Use of Tensorflow and Keras required more background to clearly do the exercises than provided in the tutorials or examples.
I get the dynamic aspect of writing the lecture notes in the videos, however the lecture notes should be "cleaned up" in the downloadable files (i.e., typos corrected and typed up). Additionally, the notes written in the video could be written and organized more clearly (e.g., uniform directional flow across the page/screen rather than randomly fit wherever on the page.
By Charles M
•Aug 19, 2018
Excellent material taught by the best, Andrew Ng. Very relevant to my interest and career goals. The object detector section was especially helpful for my work at a small startup. The material is top notch and more detailed of what I got during my masters in computer science. The code examples and assignments are very fun and rewarding. There are some slight glitches during saving and submitting assignments, so i always made a backup copy. Other than that, the course was great.

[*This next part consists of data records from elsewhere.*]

PR #1062, opened 2026-06-26
feat: wz-33057 ScheduledPrompt CRUD & Execution Trigger

fdelsert-whoz:
### What was built

A complete scheduling feature allowing agents to automatically trigger conversations at predefined times, without manual intervention.

### Data model

Introduced ScheduledPrompt as a first-class entity replacing the former CaseDefinition. The entity captures:
- **Identity & scope:** name, description, agentConfigId, namespaceId/userId (platform / user-global / namespace-shared / user×namespace overlay model — 4 priority levels)
- **Recurrence:** unit (WEEK/MONTH only, no DAY, no interval multiplier) + days (day-of-week filter, WEEK only) + timeUtc (LocalTime, UTC)
- **Planning:** startDate, endType (NEVER/ON_DATE/OCCURRENCES), endDate, maxOccurrenceCount
- **Execution tracking:** nextRunAt: Instant (computed on create/update/toggle) + lastRunAt: Instant? + ScheduledPromptRun audit records (slotKey UNIQUE constraint for distributed dedup, statuses: CLAIMED/SKIPPED/RUNNING/DONE/FAILED)
- **Prompt lifecycle:** the opening message (promptContent) is managed transparently by the backend via a linked generic Prompt entity (promptTemplateId, named `scheduled--{nameSlug}`), invisible to API consumers
Naming design decisions for ScheduledPrompt

The `ScheduledPrompt.name` field is a free-form label ("Daily Standup", "Rapport hebdo") with no slug constraint. Uniqueness is enforced at the storage level via a `tripleKey` built from `name.toSlug()` — this normalization is required because the associated `Prompt.name` is derived from the same slug (`scheduled--{nameSlug}`), so two scheduled prompts whose names normalize to the same slug would produce the same prompt name and violate the `Prompt` uniqueness constraint.

The `scheduled--` prefix avoids any collision with Agentic Studio starter prompts, which follow the `{agentSlug}--{labelSlug}` convention. The agent name is deliberately excluded from the prompt name: since `ScheduledPrompt` already carries `agentConfigId` as the authoritative reference to its target agent, embedding the agent name would create a derived value that silently drifts whenever the agent is renamed.

### Scheduling logic

NextRunCalculator computes nextRunAt directly from the descriptive recurrence model — no cron expression involved.

Supports:
  - WEEK with optional day-of-week filter (defaults to startDate's weekday if no days specified)
  - MONTH anchored on startDate's day, with last-day-of-month fallback for short months (e.g. Jan 31 → Feb 28)

### Execution engine skeleton

SchedulerScanner runs on a configurable fixed-delay tick (scheduler.tick-interval-ms):
  - Queries all due ScheduledPrompts (nextRunAt ≤ now, enabled = true)
  - For each: skips if a previous run is still active (overlap policy), otherwise claims the slot
  - The insert of ScheduledPromptRun acts as a distributed lock — a UNIQUE constraint on slotKey `(scheduledPromptId|scheduledForEpochMilli)` prevents double-execution in multi-instance deployments
  - Always advances nextRunAt after claiming (self-healing: survives crashes between insert and pointer advance)
  - Execution is a no-op for now (TODO execute log), the handler will be wired in a future PR

### API

REST endpoints at `/api/scheduled-prompts`: CRUD (POST/GET/PUT/DELETE), search, effective (overlay resolution), toggle (enable/disable). The TypeScript Angular client is fully generated from the OpenAPI spec, no hand-written HTTP client.

### Frontend

Full CRUD form with two fieldsets (Recurrence and Planning), conditional day-of-week checkboxes, time picker (UTC), date pickers, end condition selector. The item card displays `nextRunAt` and `lastRunAt` for at-a-glance scheduling status.

Capture d’écran 2026-07-30 à 16 25 18


agentos/agentos-service/src/main/kotlin/io/whozoss/agentos/caseDefinition/CronExpressionConverter.kt
vincent-audibert-whoz, line 1: Warning, when building the schedulers for Coday, the CRON proved to be significantly unfit to business processes that are on a less strict period (2 weeks, first of month, etc...).
If it is just used to compute the next run for a scheduler engine, that’s ok short-term. But if the scheduler engine only works with cron directly, we’ll run into issues in the near future.

fdelsert-whoz: The current model is:

Recurrence(every, unit, days, timeUtc) + Planning(startDate, endType, ...): stored as-is in the database, no cron expression involved.

NextRunCalculator: computes nextRunAt: Instant directly from these descriptive fields.
SchedulerScanner: works exclusively with nextRunAt (a plain Instant), never with a cron expression.

The only cron in the system is the `@Scheduled` tick on the scanner itself (a fixed-delay heartbeat), not the scheduling logic. The engine never sees a cron expression for business schedules, it simply knows "this scheduledPrompt is due at this instant" and advances the pointer via NextRunCalculator.nextAfter(), which natively handles business cases like "every 2 months", "specific days of the week", etc.

The trigger part is in place but execution will be handled in a future PR.

agentos/agentos-service/src/main/resources/application.yml
```diff
@@ -4,6 +4,8 @@ spring:
   jackson:
     mapper:
       sort-properties-alphabetically: true
+    serialization:
+      write-dates-as-timestamps: false
```
fdelsert-whoz, line 8: Heu ...

agentos/agentos-service/src/main/kotlin/io/whozoss/agentos/scheduledPrompt/ScheduledPromptController.kt
```diff
@@ -0,0 +1,310 @@
...
+    // Read endpoints
+    // -------------------------------------------------------------------------
+
+    @GetMapping("/{id}")
+    @PreAuthorize("hasPermission(#id, 'ScheduledPrompt', 'READ')")
+    @HideOnAccessDenied
+    override fun getById(@PathVariable id: UUID): ScheduledPromptDto = crud.getById(id)
+
+    @PostMapping("/by-ids", consumes = [MediaType.APPLICATION_JSON_VALUE], produces = [MediaType.APPLICATION_JSON_VALUE])
+    @PreAuthorize("isAuthenticated()")
```
fdelsert-whoz, line 115: Trop léger ?

fdelsert-whoz: Les vérifications sont faites coté service.

agentos/agentos-sdk/src/main/kotlin/io/whozoss/agentos/sdk/api/scheduledPrompt/ScheduledPromptApi.kt
```diff
@@ -0,0 +1,39 @@
...
+
+    /**
+     * POST /api/scheduled-prompts/effective — effective merged set for a user in a namespace.
+     */
+    fun effective(request: ScheduledPromptEffectiveRequest): List<ScheduledPromptDto>
+
+    /**
+     * PATCH /api/scheduled-prompts/{id}/toggle — toggle the enabled flag.
+     */
+    fun toggle(id: UUID): ScheduledPromptDto
```
thomasmartin-whoz: kinda strange semantic, a boolean parameter `enabled` would be clearer

agentos/agentos-sdk/src/main/kotlin/io/whozoss/agentos/sdk/api/scheduledPrompt/ScheduledPromptApi.kt
```diff
@@ -0,0 +1,39 @@
...
+
+    /**
+     * POST /api/scheduled-prompts/search — list scheduled prompts at an exact scope level.
+     */
+    fun search(request: ScheduledPromptSearchRequest): List<ScheduledPromptDto>
+
+    /**
+     * POST /api/scheduled-prompts/effective — effective merged set for a user in a namespace.
+     */
+    fun effective(request: ScheduledPromptEffectiveRequest): List<ScheduledPromptDto>
```
thomasmartin-whoz: "effective" does not sound like a list method to me, it should be more precise semantically

agentos/agentos-sdk/src/main/kotlin/io/whozoss/agentos/sdk/api/scheduledPrompt/ScheduledPromptDto.kt
```diff
@@ -0,0 +1,130 @@
...
+ */
+@Schema(name = "Planning")
+data class PlanningDto(
+    @field:NotNull(message = "startDate must not be null")
+    val startDate: LocalDate,
+    @field:NotNull(message = "endType must not be null")
+    val endType: SchedulerEndType,
+    val endDate: LocalDate? = null,
+    @field:Positive(message = "occurrenceCount must be > 0")
+    val occurrenceCount: Int? = null,
```
thomasmartin-whoz: this should be `maxOccurencesCount` to not be confused with actual runtime count of occurences

agentos/agentos-sdk/src/main/kotlin/io/whozoss/agentos/sdk/api/scheduledPrompt/ScheduledPromptDto.kt
```diff
@@ -0,0 +1,130 @@
...
+    @field:Valid
+    val recurrence: RecurrenceDto,
+    @field:NotNull(message = "planning must not be null")
+    @field:Valid
+    val planning: PlanningDto,
+    val enabled: Boolean = true,
+    /** Next scheduled run time (UTC). Read-only: calculated by the backend, ignored on POST/PUT. */
+    val nextRunAt: Instant? = null,
+    /** Last time this scheduled prompt was triggered. Read-only. Null until first run. */
+    val lastRunAt: Instant? = null,
```
thomasmartin-whoz, line 136: wondering if nextRunAt and lastRunAt should be exposed to the API.

agentos/agentos-sdk/src/main/kotlin/io/whozoss/agentos/sdk/api/scheduledPrompt/ScheduledPromptDto.kt
```diff
@@ -0,0 +1,130 @@
...
+    val createdBy: String? = null,
+    val createdOn: Instant? = null,
+    val updatedBy: String? = null,
+    val updatedOn: Instant? = null,
```
thomasmartin-whoz, line 140: why is this entity not compliant with Entity interface ?

agentos/agentos-sdk/src/main/kotlin/io/whozoss/agentos/sdk/api/scheduledPrompt/ScheduledPromptEffectiveRequest.kt
```diff
@@ -0,0 +1,33 @@
...
+    @field:Schema(types = ["string", "null"], format = "uuid")
+    val namespaceId: UUID? = null,
+    @field:Schema(types = ["string", "null"], format = "uuid")
+    val userId: UUID? = null,
+    @field:Schema(types = ["string", "null"])
+    val namespaceExternalId: String? = null,
+    @field:Schema(types = ["string", "null"])
+    val userExternalId: String? = null,
+    @field:Schema(types = ["string", "null"], format = "uuid")
+    val agentConfigId: UUID? = null,
```
thomasmartin-whoz, line 34: there should be a constraint (@AssertTrue) on either namespaceId or namespaceExternalId is not null.
Same for userId/userExternalId

agentos/agentos-sdk/src/main/kotlin/io/whozoss/agentos/sdk/api/scheduledPrompt/ScheduledPromptSearchRequest.kt
```diff
@@ -0,0 +1,35 @@
...
+ * [agentConfigIds] is an optional filter: when provided, only scheduled prompts linked
+ * to one of those agents are returned. When null or empty, all scheduled prompts at the
+ * resolved scope level are returned.
+ */
+@Schema(name = "ScheduledPromptSearchRequest")
+data class ScheduledPromptSearchRequest(
+    @field:Schema(types = ["string", "null"], format = "uuid")
+    val namespaceId: UUID? = null,
+    @field:Schema(types = ["string", "null"], format = "uuid")
+    val userId: UUID? = null,
```
thomasmartin-whoz, line 39: why no userExternalId here ?

agentos/agentos-service/src/main/kotlin/io/whozoss/agentos/config/ClockConfiguration.kt
```diff
@@ -0,0 +1,21 @@
...
+ * Declared with [ConditionalOnMissingBean] so tests can substitute a fixed clock
+ * without conflicts. The Neo4j persistence configuration also declares this bean
+ * (for the case where it is the only active configuration), but this class
+ * ensures the bean is available in all profiles including `test` (in-memory).
+ */
+@Configuration
+class ClockConfiguration {
+    @Bean
+    @ConditionalOnMissingBean(Clock::class)
+    fun utcClock(): Clock = Clock.systemUTC()
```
PR #1066, opened 2026-06-29
feat: #1009 add dark mode to AgentOS UI

### LINKED ISSUE #1009: Dark mode possible on AgentOS-ui
Have a dark mode possible in user settings (as well as system) on AgentOS-ui

selimbensenouciep-prog:
## What

Add a user-selectable **dark mode** (Light / Dark / System) to the AgentOS UI, available from the user settings page (`/agentos/me` → **Appearance**).

Closes #1009.

## Why

The AgentOS UI runs in its own standalone layout (route `/agentos`), without the legacy Coday client's sidebar where the theme selector lives — so once inside AgentOS there was no way to change the theme. The client already had a full theming system (CSS tokens + `data-theme` on `document.documentElement`), but it wasn't reachable from AgentOS.

## How

- **Theme port (DI inversion).** `agentos-ui` defines `THEME_PORT` (InjectionToken) + a small `ThemePort` interface, consumed by the shell and the profile page. It defaults to a self-contained `AgentosThemeService` so the lib works standalone; the Coday client binds `{ provide: THEME_PORT, useExisting: ThemeService }` on the lazy `/agentos` route, so **a single service owns `document[data-theme]`** (no two theme owners fighting over it). This respects the lib boundary — `agentos-ui` keeps no dependency on `apps/client` services (per `GUIDELINES.md`).
- **Appearance control.** Light / Dark / System segmented control in `UserProfileComponent` (`/agentos/me`).
- **Token completion / polish.** Add the missing dark tokens to `apps/client/.../styles/colors.scss` (`--color-text-tertiary`, `--color-surface-hover/-secondary/-muted`, `--color-success-bg`) and document them in `_contract.scss`; replace hardcoded `rgba()` colors in `case-chat` / `case-home` / `case-drawer` with tokens so dark mode renders cleanly across the section.

## Testing

- `nx lint agentos-ui`, `nx test agentos-ui` (59 tests, incl. new `theme.service.spec.ts`), `nx build client` — all green; eager bundle unchanged (theme port wiring stays in the lazy `/agentos` chunk).
- Manual: `/agentos/me` → **Appearance** → switch Light / Dark / System. Change is immediate app-wide, persists across reload, and **System** follows the OS preference (live).


libs/agentos-ui/src/lib/services/theme.service.ts
```diff
@@ -0,0 +1,102 @@
...
+    this.applyTheme(this.subject.value)
+    this.media?.addEventListener('change', this.onSystemChange)
+  }
+
+  ngOnDestroy(): void {
+    this.media?.removeEventListener('change', this.onSystemChange)
+  }
+
+  getCurrentTheme(): ThemeMode {
+    return this.subject.value
```
mathieu-dearmey: getCurrentTheme() forces consumers to keep an imperative access to the value. Exposing a Signal<ThemeMode> instead of Observable + getter would be cleaner on the consumer side.

libs/agentos-ui/src/lib/components/user-profile/user-profile.component.html
```diff
@@ -115,6 +115,27 @@ <h2 class="user-profile__section-title">Profile</h2>
           </button>
         </div>
 
+        <div class="user-profile__section">
+          <h2 class="user-profile__section-title">Appearance</h2>
```
mathieu-dearmey: "Appearance" is inside the @else (read mode) block. Is it intentional that it disappears when editing?

libs/agentos-ui/src/lib/components/user-profile/user-profile.component.html
mathieu-dearmey: French strings (Mes configurations utilisateur globales, Crée-en depuis les pages…) in an otherwise English UI.

libs/agentos-ui/src/lib/services/theme.service.ts
selimbensenouciep-prog: Good call, done in `2c3ea1a0`. `ThemePort` now exposes a single `theme: Signal<ThemeMode>` and drops both `currentTheme$` and `getCurrentTheme()`. The profile page reads the signal directly, so the `toSignal(...)` bridge in the component is gone too.

On the host side I kept the client `ThemeService` untouched: it still exposes its Observable API for the legacy sidebar and options-panel consumers. Instead of `useExisting`, the `/agentos` route now provides `THEME_PORT` through a small adapter (`useFactory` returning `ThemePort`) that wraps `currentTheme$` into a signal with `toSignal`. It's typed as `ThemePort`, so conformance is checked at compile time, and since it's built lazily on entering `/agentos` the persisted theme is already resolved (no initial-value flash).

libs/agentos-ui/src/lib/components/user-profile/user-profile.component.html
selimbensenouciep-prog: Not intentional, good catch. Fixed in `2c3ea1a0`: the Appearance section is now mode-independent. I moved it out of the read-mode `@else` to a stable position above the profile content, so the theme selector stays visible and editable in both read and edit modes instead of disappearing while editing.

libs/agentos-ui/src/lib/components/user-profile/user-profile.component.html
selimbensenouciep-prog: Done in `2c3ea1a0`. These strings actually predate this PR (they come from the Story 6.6 user-global overrides section), but since I was in the file I translated them: "Mes configurations utilisateur globales" became "My global user configurations", and the empty-state line is now "No global configuration yet. Create one from the Integrations / AI Providers / AI Models pages of your namespaces." I also updated the matching French JSDoc comment in the component.

vincent-audibert-whoz (approved):

Issue #1014, opened 2026-06-16
AgentOS Case management (rename, star, delete)


vincent-audibert-whoz:
Users should be able to : 
- rename a case
- star a case
- soft-delete a case

Issue #1010, opened 2026-06-16
AgentOS case automatic naming


vincent-audibert-whoz:
For Cases that are viewed by a user, have an automatic naming triggered at some points such as : 
- on first user message (mandatory)
- on second user message (nice to have to refine the title)

Implies a CaseUpdatedEvent sent for frontend update, and technical Cases (if any) to skip.

PR #1081, opened 2026-07-02
feat: #1014 add soft-delete action to AgentOS case list

selimbensenouciep-prog:
## What

First slice of #1014 (**AgentOS case management**): the **soft-delete** action in the case drawer.

Each case row now has a delete button. It soft-deletes the case through the **existing** `DELETE /api/cases/{id}` endpoint (which already flips a `removed` flag server-side), so this PR is front-only.

## How

- `CaseDrawerComponent` (presentational) gets a `deleteRequested` output. The row template is restructured into a flex container with a **select button** and a **danger `ds-icon-button`**, avoiding a `<button>` nested inside a `<button>`.
- `CaseShellComponent` (smart) handles the flow in `onDeleteRequested`: confirm (naming the case when it has a title), call `deleteCase`, navigate away if the **active** case was deleted, then refresh the list. Delete failures are logged and leave state intact.
- Removed a dead `(itemSelected)` binding on `ds-entity-list` (selection flows through the row's select button) and extracted a `navigateToSectionHome()` helper.

## Tests

- `case-drawer.component.spec.ts`: `deleteRequested` emits the case id.
- `case-shell.component.spec.ts`: confirm gating, delete + refresh, navigate-away-when-active, no navigate/refresh + log on failure, and the confirmation label (titled vs generic).

Verified: `nx test agentos-ui` (80/80), `nx lint agentos-ui`, and `nx build-angular client` (strictTemplates).

## Out of scope (rest of #1014)

- **rename**: coupled to the automatic case-naming work (#1010, needs a `titleManuallySet`-style guard) and will ship with that PR.
- **star / favorite**: separate PR (edge property on the user/case relation, toggle endpoint, favorite attribute on the list DTO + client regen).

### DIFF
--- a/libs/agentos-ui/src/lib/components/case-drawer/case-drawer.component.html
+++ b/libs/agentos-ui/src/lib/components/case-drawer/case-drawer.component.html
@@ -7,7 +7,6 @@
   searchPlaceholder="Filter cases…"
   cardMinWidth="220px"
   contentMaxWidth="100%"
-  (itemSelected)="onItemSelected($event)"
   (createRequested)="onCreateRequested()"
 >
   <!-- Inject the close button into the toolbar-start slot, before the title -->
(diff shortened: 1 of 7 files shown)


selimbensenouciep-prog:
Superseded by #1084, which combines soft-delete + star/favorite + related-only listing into a single PR for #1014 (both touch the same drawer/shell files, so they are merged rather than stacked).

I skipped directly to convolutional neural networks since I am already familiar with deep learning. However, i eventually wanted to finish all 4 courses.
By Infa t
•Apr 30, 2018
Great diving into the cutting edge computer vision algorithms (such as YOLO), the state of the art CNN architectures(ResNet, VGG, Inception Network, Siamese Network), with a variety of applications of this architectures and algorithms, such as self-driving system, neural style transfer generator and face recognition and verification! Very simple and understandable submission of very hard to read and realize machine learning papers, perfect explanationof the cutting edge machine learning algorithms, architectures and approaches used in this field. I'm so pleased with the quality in this course! It helped me VERY MUCH! Thank you
By Artem M
•May 18, 2018
This course is not very deep mathematically (which is not very good. Again, additional material on the derivation of gradient descent for filters could be provided) but it is deep learning, so it is expected. On the other hand, the contents are just wonderful. It was my first exposure to computer vision/CNNs, and I can say that the introduction here is absolutely the best. It covers a lot of topics (new and not so new). Finishing this course will make you well aware of how convolutional NNs work and point you towards particular areas depending on your interests. By far the best introductory course in this specialisation.